Assignment: Go through the entries below and give the number of lines that have the string "name", and only that.
····················
PR #2358, opened 2021-08-11
Add UTs for ExtractResourceRestrictions

nessiLahav:
### What does this PR do?
Add UTs for ExtractResourceRestrictions

#### Change log

#### Test coverage

#### Documentation

#### API Changes

### DIFF
--- a/spec/app/domain/authentication/resource_restrictions/extract_resource_restrictions_spec.rb
+++ b/spec/app/domain/authentication/resource_restrictions/extract_resource_restrictions_spec.rb
@@ -1,0 +1,99 @@
+# frozen_string_literal: true
+
+require 'spec_helper'
+
+RSpec.describe(Authentication::ResourceRestrictions::ExtractResourceRestrictions) do
+  let(:authenticator_name) { 'authn-name' }
+  let(:service_id) { 'service-id' }
+  let(:role_name) { 'role-name' }
+  let(:account) { 'account' }
+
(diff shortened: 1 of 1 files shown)


spec/app/domain/authentication/resource_restrictions/extract_resource_restrictions_spec.rb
····················
Answer box: 2